Despite this, there are plenty of commercially successful BJJ schools. That would seem to indicate that it is possible to maintain high promotions standards and still retain students. I can't imagine that such an approach wouldn't be workable for other arts.

*(This applies up to black belt. Further promotions after black belt are based on years in service practicing, teaching, and contributing to the art.)


----------



## Gerry Seymour (Apr 22, 2018)

JR 137 said:


> My former teacher did a great job with the kids in this regard.  I went to his dojo about a month or two ago for a seminar and to catch up with him and a few others.  It’s been over 15 years since I’ve seen him.  This sums it all up... once I walked in and even before I put my stuff down, a line of kids (8ish to 15ish) greeted me by saying “Hi.  I’m x, what’s your name?  Welcome to our dojo.”  I honestly forgot about that.  I heard my former sensei say to a few kids who didn’t immediately do it “Excuse me x, when you see someone come in that you don’t know, what are you supposed to do?”
> 
> He’s also got a “My best list.”  They’ve got to check off things on it such as homework and household chores, the parents sign off on behavior, and teachers sign off on it too.  Kids have been held back from promotion and even suspended from training due to their sheets.
> 
> I’m sure there’s others out there that do this too, but I haven’t come across anyone personally.  The parents are on board.  Many parents have decided not to join because of it.  He just wishes them well if they don’t.

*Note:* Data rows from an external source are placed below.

PR #110, opened 2018-09-06
Add support to rewrite Generator[..., None, None] to Iterator[...] (#84)

iyanuashiri:


monkeytype/typing.py
```diff
@@ -251,8 +251,18 @@ def rewrite(self, typ):
...
 
 
+class RewriteGenerator(TypeRewriter):
+    """Returns an Iterator, if the send_type and return_type of a Generator is None"""
+
+    def visit_Generator(self, typ):
+        args = typ.__args__
+        if args[1] is None and args[2] is None:
+            return Iterator[args[0]]
+
```
mpage: This should return `typ` in the case where no rewrite occurs.

mpage:
Also, please fix the broken test. Thanks!

carljm:
I'm confused which PR is current between this one and #84. @iyanuashiri can you close whichever one you don't intend to pursue?

monkeytype/typing.py
iyanuashiri: I have fixed the broken tests. Thanks

iyanuashiri:
@carljm I just fixed this PR. Thanks to you all @mpage

monkeytype/typing.py
```diff
@@ -251,8 +251,19 @@ def rewrite(self, typ):
         return typ
 
 
+class RewriteGenerator(TypeRewriter):
+    """Returns an Iterator, if the send_type and return_type of a Generator is None"""
+
+    def rewrite_Generator(self, typ):
+        args = typ.__args__
+        if issubclass(args[1], NoneType) is True and issubclass(args[2], NoneType) is True:
```
carljm: this should just be `if args[1] is None and args[2] is None`.

`is True` is redundant and should be omitted in both cases, and `is None` is better than `issubclass(..., NoneType)`

carljm: Or wait, I see that's what you had before; are these actually `NoneType` and not `None`? if so, you should still omit `is True`, and use `is NoneType` instead of `issubclass(..., NoneType)`

iyanuashiri:
I am so glad for the merge. Can I add my name to the list of contributors? Can you explain why `if args[1] is NoneType` is better than `issubclass(args[1], NoneType)`?

carljm:
We don't have any list of contributors other than the git history, so you are already there! I also added your change to the changelog in `CHANGES.rst`, with thanks to you for the PR.

> Can you explain why if args[1] is NoneType is better than issubclass(args[1], NoneType)

Because it's simpler and shorter, and there is no chance of encountering a subclass of `NoneType` here. In general in Python it's best to use `is` for comparisons with singletons like `None` (and `NoneType` is also a singleton).

iyanuashiri:
Thanks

Hmm...now that's an approach to teaching kids I could sink my teeth into. If I ever get to a point where I can offer kids' classes, I'd love to chat some about what he does and how he handles it.


----------



## Gerry Seymour (Apr 22, 2018)

mrt2 said:


> I think the point isn't whether martial arts can't be beneficial to kids.  The point is, in many programs, the kids wear the same belts as the adults, which in the minds of some, cheapens the achievement of any given rank.  Because the truth is, kids come into martial arts with a wide variety of abilities and at different developmental levels.  And, at almost every level from white belt, to green belt all the way up to high brown, an 8 or 10 year old won't be at the same level as a person of the same rank who is 15 or older.
> 
> At my dojang, there are kids only classes which most of the kids attend, but kids are also allowed to attend adult classes, which are labeled "family" classes.  I will be honest.  I don't mind training with teenagers.  Some of the teenagers at my school remind me a little of me when I was 15 or 16. ,But I don't like training with kids younger than 12.  It makes me feel ridiculous, especially at this juncture where I am junior to almost everyone.   I look forward to the day when I can attend more of the advanced classes where the kids are either working at a much higher level, are older than 12, or most likely both.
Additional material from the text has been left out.